◆ Task to carry out ◆
Please print out every entry below, verbatim.
---------- Data supplied ----------
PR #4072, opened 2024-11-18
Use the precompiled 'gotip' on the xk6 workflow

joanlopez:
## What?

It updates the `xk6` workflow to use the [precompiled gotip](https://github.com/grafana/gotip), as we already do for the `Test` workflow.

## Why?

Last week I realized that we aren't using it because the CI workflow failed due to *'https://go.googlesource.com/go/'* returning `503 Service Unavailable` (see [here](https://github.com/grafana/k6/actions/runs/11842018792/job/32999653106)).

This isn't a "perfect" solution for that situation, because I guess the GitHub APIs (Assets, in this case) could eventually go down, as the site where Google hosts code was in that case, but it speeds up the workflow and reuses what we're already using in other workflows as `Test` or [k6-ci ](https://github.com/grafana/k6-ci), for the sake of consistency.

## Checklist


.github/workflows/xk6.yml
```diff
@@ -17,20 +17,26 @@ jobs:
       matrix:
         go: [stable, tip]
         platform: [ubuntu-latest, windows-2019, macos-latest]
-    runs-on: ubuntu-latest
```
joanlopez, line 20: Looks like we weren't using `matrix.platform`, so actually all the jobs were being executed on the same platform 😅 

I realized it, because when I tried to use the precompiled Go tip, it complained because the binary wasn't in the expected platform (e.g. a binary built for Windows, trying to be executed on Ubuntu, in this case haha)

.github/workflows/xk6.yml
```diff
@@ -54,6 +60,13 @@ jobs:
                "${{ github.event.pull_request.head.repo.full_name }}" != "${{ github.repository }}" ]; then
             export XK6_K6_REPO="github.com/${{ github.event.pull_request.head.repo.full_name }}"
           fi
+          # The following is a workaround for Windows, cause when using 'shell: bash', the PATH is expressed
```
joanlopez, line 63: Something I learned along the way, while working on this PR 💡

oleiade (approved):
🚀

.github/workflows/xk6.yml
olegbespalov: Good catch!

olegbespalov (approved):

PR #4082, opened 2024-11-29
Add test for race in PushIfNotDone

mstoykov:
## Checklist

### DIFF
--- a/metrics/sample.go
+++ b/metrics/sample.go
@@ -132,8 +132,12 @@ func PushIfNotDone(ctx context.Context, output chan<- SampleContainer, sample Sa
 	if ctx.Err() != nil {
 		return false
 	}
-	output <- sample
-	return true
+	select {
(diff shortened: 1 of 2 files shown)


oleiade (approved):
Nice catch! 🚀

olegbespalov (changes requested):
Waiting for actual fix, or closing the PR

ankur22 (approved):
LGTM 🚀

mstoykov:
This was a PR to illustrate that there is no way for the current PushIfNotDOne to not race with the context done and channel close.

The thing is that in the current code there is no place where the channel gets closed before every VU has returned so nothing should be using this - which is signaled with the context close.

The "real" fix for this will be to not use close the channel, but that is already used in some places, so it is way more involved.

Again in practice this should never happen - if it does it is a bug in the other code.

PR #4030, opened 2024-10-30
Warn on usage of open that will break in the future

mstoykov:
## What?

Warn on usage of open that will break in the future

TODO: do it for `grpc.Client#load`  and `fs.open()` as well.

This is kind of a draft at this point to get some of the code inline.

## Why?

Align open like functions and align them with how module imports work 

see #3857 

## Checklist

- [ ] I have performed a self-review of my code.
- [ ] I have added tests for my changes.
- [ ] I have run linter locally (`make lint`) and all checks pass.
----------
◆ Exercise solution ◆
PR #4072, opened 2024-11-18
Use the precompiled 'gotip' on the xk6 workflow

joanlopez:
## What?

It updates the `xk6` workflow to use the [precompiled gotip](https://github.com/grafana/gotip), as we already do for the `Test` workflow.

## Why?

Last week I realized that we aren't using it because the CI workflow failed due to *'https://go.googlesource.com/go/'* returning `503 Service Unavailable` (see [here](https://github.com/grafana/k6/actions/runs/11842018792/job/32999653106)).

This isn't a "perfect" solution for that situation, because I guess the GitHub APIs (Assets, in this case) could eventually go down, as the site where Google hosts code was in that case, but it speeds up the workflow and reuses what we're already using in other workflows as `Test` or [k6-ci ](https://github.com/grafana/k6-ci), for the sake of consistency.

## Checklist


.github/workflows/xk6.yml
```diff
@@ -17,20 +17,26 @@ jobs:
       matrix:
         go: [stable, tip]
         platform: [ubuntu-latest, windows-2019, macos-latest]
-    runs-on: ubuntu-latest
```
joanlopez, line 20: Looks like we weren't using `matrix.platform`, so actually all the jobs were being executed on the same platform 😅 

I realized it, because when I tried to use the precompiled Go tip, it complained because the binary wasn't in the expected platform (e.g. a binary built for Windows, trying to be executed on Ubuntu, in this case haha)

.github/workflows/xk6.yml
```diff
@@ -54,6 +60,13 @@ jobs:
                "${{ github.event.pull_request.head.repo.full_name }}" != "${{ github.repository }}" ]; then
             export XK6_K6_REPO="github.com/${{ github.event.pull_request.head.repo.full_name }}"
           fi
+          # The following is a workaround for Windows, cause when using 'shell: bash', the PATH is expressed
```
joanlopez, line 63: Something I learned along the way, while working on this PR 💡

oleiade (approved):
🚀

.github/workflows/xk6.yml
olegbespalov: Good catch!

olegbespalov (approved):

PR #4082, opened 2024-11-29
Add test for race in PushIfNotDone

mstoykov:
## Checklist

### DIFF
--- a/metrics/sample.go
+++ b/metrics/sample.go
@@ -132,8 +132,12 @@ func PushIfNotDone(ctx context.Context, output chan<- SampleContainer, sample Sa
 	if ctx.Err() != nil {
 		return false
 	}
-	output <- sample
-	return true
+	select {
(diff shortened: 1 of 2 files shown)


oleiade (approved):
Nice catch! 🚀

olegbespalov (changes requested):
Waiting for actual fix, or closing the PR

ankur22 (approved):
LGTM 🚀

mstoykov:
This was a PR to illustrate that there is no way for the current PushIfNotDOne to not race with the context done and channel close.

The thing is that in the current code there is no place where the channel gets closed before every VU has returned so nothing should be using this - which is signaled with the context close.

The "real" fix for this will be to not use close the channel, but that is already used in some places, so it is way more involved.

Again in practice this should never happen - if it does it is a bug in the other code.

PR #4030, opened 2024-10-30
Warn on usage of open that will break in the future

mstoykov:
## What?

Warn on usage of open that will break in the future

TODO: do it for `grpc.Client#load`  and `fs.open()` as well.

This is kind of a draft at this point to get some of the code inline.

## Why?

Align open like functions and align them with how module imports work 

see #3857 

## Checklist

- [ ] I have performed a self-review of my code.
- [ ] I have added tests for my changes.
- [ ] I have run linter locally (`make lint`) and all checks pass.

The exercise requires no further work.